To understand the neural basis of brain function and dysfunction, it is essential to perform chronic experiments over a long period of time. Flexible polymer neural probes have recently been shown to reduce chronic damage to the brain by minimizing the tethering force on the tissue and the associated glial scarring (Biran et al., 2007; Lind et al., 2013; Moshayedi et al., 2014; Kozai et al., 2015; Spencer et al., 2017; Wurth et al., 2017). Therefore, such flexible neural probes are potential candidates for long-term chronic neural recording. Adding optical functionality to these polymer neural probes is highly desirable to allow simultaneous stimulation and recording of neural circuits. We have recently demonstrated integration of passive polymer optical waveguides with flexible neural probes to enable simultaneous electrical recording and optical stimulation (Reddy and Chamanzar, 2018a,b). Optoelectronic neural probes consisting of arrays of micro-light-emitting-diodes (μLEDs) operating at optogenetic wavelengths (450–680 nm) with integrated recording electrodes have also been demonstrated by others, but mostly on rigid substrates such as sapphire or silicon (McAlinden et al., 2015; Wu et al., 2015; Shin et al., 2017). Dense integration of μLEDs on flexible substrates remains challenging. Polymer neural probes have been realized based on flip-chip bonding of μLED chips onto a probe shank (Kim et al., 2013; Schwaerzle et al., 2015). This type of integration technique is limited to μLED chips that are separately fabricated and must then be flip-chip bonded onto a flexible substrate.

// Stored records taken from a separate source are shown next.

PR #1159, opened 2015-02-22
CAT-1157 Physics Issue

anddman:
calculation of shapes / their resulting dimensions should be more accurate now
scaling of shapes in PhysicsShapeBuilder should be more accurate now aswell
Adjust tests for new scaling calculations

### DIFF
--- a/catroid/src/org/catrobat/catroid/physics/PhysicsObject.java
+++ b/catroid/src/org/catrobat/catroid/physics/PhysicsObject.java
@@ -124,9 +124,9 @@ public class PhysicsObject {
 		}
 
 		Vector2 dimensions = getBoundaryBoxDimensions();
-		float a = dimensions.x / 2;
-		float b = dimensions.y / 2;
-		circumference = PhysicsWorldConverter.convertNormalToBox2dCoordinate((float) Math.sqrt(a * a + b * b));
+		float w = dimensions.x / 2;
+		float h = dimensions.y / 2;
+		circumference = PhysicsWorldConverter.convertNormalToBox2dCoordinate((float) Math.sqrt(w * w + h * h));
 	}
 
 	public Type getType() {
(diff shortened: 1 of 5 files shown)


catroid/src/org/catrobat/catroid/physics/PhysicsObject.java
```diff
@@ -123,12 +123,10 @@ private void calculateCircumference() {
...
-		calculateAABB();
-		float max1 = Math.max(getMassCenter().dst(fixtureAABBUpperRight), getMassCenter().dst(fixtureAABBLowerLeft));
-		Vector2 aabbLowerRight = new Vector2(fixtureAABBUpperRight.x, fixtureAABBLowerLeft.y);
-		Vector2 aaabbUpperLeft = new Vector2(fixtureAABBLowerLeft.x, fixtureAABBUpperRight.y);
-		float max2 = Math.max(getMassCenter().dst(aabbLowerRight), getMassCenter().dst(aaabbUpperLeft));
-		circumference = Math.max(max1, max2);
+		Vector2 dimensions = getBoundaryBoxDimensions();
+		float a = dimensions.x / 2;
+		float b = dimensions.y / 2;
+		circumference = PhysicsWorldConverter.convertNormalToBox2dCoordinate((float) Math.sqrt(a * a + b * b));
```
robertpainsi: Vector2 provides a function for the euclidean distance, ```len```
Variable names a and b... no no :smile_cat:. If this should be the center, the name center should be in the variable name.

catroid/src/org/catrobat/catroid/physics/shapebuilder/PhysicsShapeBuilder.java
```diff
@@ -106,4 +109,27 @@ private String getKey(LookData lookData, float scaleFactor) {
...
+		}
+		return vertex;
+	}
+
+	public static float scaleCoordinate (float coord, float factor) {
+		if (Math.abs(factor) < 0.001f) {
+			coord = coord*factor;
+		} else if (Math.abs(factor - 1.0f) > 0.001f) {
+			float offset;
+			offset = coord < -0.001f ? -OFFSET_VALUE : coord > 0.001f ? OFFSET_VALUE : 0.0f;
```
robertpainsi: A method for that would be better. It's used at least 3 times and a good name would clarify what it does.

PR #1165, opened 2015-02-25
CAT-1157 Physics Issue

anddman:
calculation of shapes / their resulting dimensions are more accurate now
scaling of shapes in PhysicsShapeBuilder should be more accurate now aswell
Adjust tests for new scaling calculations
Comment unused private method in PhysicsShapeBuilder

### DIFF
--- a/catroidTest/src/org/catrobat/catroid/test/physics/PhysicsActiveStageAreaTest.java
+++ b/catroidTest/src/org/catrobat/catroid/test/physics/PhysicsActiveStageAreaTest.java
@@ -51,8 +51,8 @@ public class PhysicsActiveStageAreaTest extends PhysicsBaseTest {
 	}
 
 	public void testCircumferenceCalculation() {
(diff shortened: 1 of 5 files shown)


catroidTest/src/org/catrobat/catroid/test/physics/PhysicsActiveStageAreaTest.java
```diff
@@ -52,7 +52,7 @@ protected void setUp() throws Exception {
 
 	public void testCircumferenceCalculation() {
 		assertTrue("calculated rectangle circumference not equal to expected value",
-				Math.abs(Math.round(physicsObject.getCircumference() * PhysicsWorld.RATIO) - EXPECTED_CIRCUMFERENCE_125X125) <= 1);
+				Math.abs(physicsObject.getCircumference() - EXPECTED_CIRCUMFERENCE_125X125) <= 1);
```
robertpainsi: assertEquals-with-delta to the rescue! :smile_cat:

PR #1166, opened 2015-02-25
rebased/updated languageTest

thmq:
seems to be a problem with: BrickValueParameterTest.testSoundBricksDefaultValues, everything in the Jenkins run: https://jenkins.catrob.at/view/All-Categories/view/Catroid-multi-job/job/Catroid-Multi-Job-Custom-Branch-RELOADED/697/


SimonStefan:
Why are you using toLowerCase?

thmq:
because there have been problems while comparing the strings and this fixes it and still assures the correctness of the strings

robertpainsi:
If so, you should consider to add a note to the commit message about the problem.

SimonStefan:
We have a green build, so could you provide a link to a testrun with faulty comparison? I am asking, because these tests should probably also ensure that the title is correctly written.
Is this part of CAT-1070?

P.S.: We should always use the name written in the code.xml and not the filename. Currently we are renaming the filename correctly, so there should be a difference only when using characters that are not allowed in a filename.

thmq:
ok to test

thmq:
ok to test

thmq:
ok to test

thmq:
ok to test

thmq:
ok to test

thmq:
https://jenkins.catrob.at/view/All-Categories/view/Catroid-multi-job/job/Catroid-Multi-Job-Custom-Branch-RELOADED/734/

This serial packaging approach of individual μLEDs limits manufacturing throughput. Recently, microfabricated μLEDs were realized on Polyimide or epoxy resin cables by transferring μLEDs from a sapphire substrate using specialized laser processing techniques (Goßler et al., 2014; Klein et al., 2018; Noh et al., 2018). Additionally, 2D arrays of μLEDs have been fabricated on sapphire substrate and bonded to a silicon wafer to take advantage of wafer-scale trace routing on silicon (Klein et al., 2017; Scharf et al., 2018).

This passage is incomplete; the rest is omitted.